__What is being asked__
Return all the lines below in which the string "workflows" appears.

Stored items
----

PR #324, opened 2023-03-02
Fix signing Dockerfile

qbarrand:
Fix the path to the sign-file binary.
Build the signing image in CI.

### DIFF
--- a/.github/actions/collect-troubleshooting/action.yml
+++ b/.github/actions/collect-troubleshooting/action.yml
@@ -26,6 +26,10 @@ runs:
       run: kubectl describe pod -l kmm.node.kubernetes.io/module.name
       shell: bash
 
+    - name: Describe Jobs
+      run: kubectl describe job.batch -l kmm.node.kubernetes.io/module.name
+      shell: bash
+
     - name: Collect dmesg
       run: sudo dmesg
       shell: bash
--- a/.github/workflows/e2e.yaml
+++ b/.github/workflows/e2e.yaml
@@ -30,11 +30,34 @@ jobs:
           path: kmm_local.tar
           retention-days: 1
 
+  build-signing-image:
+    runs-on: ubuntu-latest
+
+    name: Build the signing image
+
+    steps:
+      - name: Checkout
+        uses: actions/checkout@v3
+
+      - name: Build the image
+        run:  make signimage-build SIGNER_IMG=kmm-signimage:local
+
+      - name: Export the image
+        run: docker save -o kmm-signimage_local.tar kmm-signimage:local
+
+      - name: Upload the image
+        uses: actions/upload-artifact@v3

----

__Solved problem__
--- a/.github/workflows/e2e.yaml
+++ b/.github/workflows/e2e.yaml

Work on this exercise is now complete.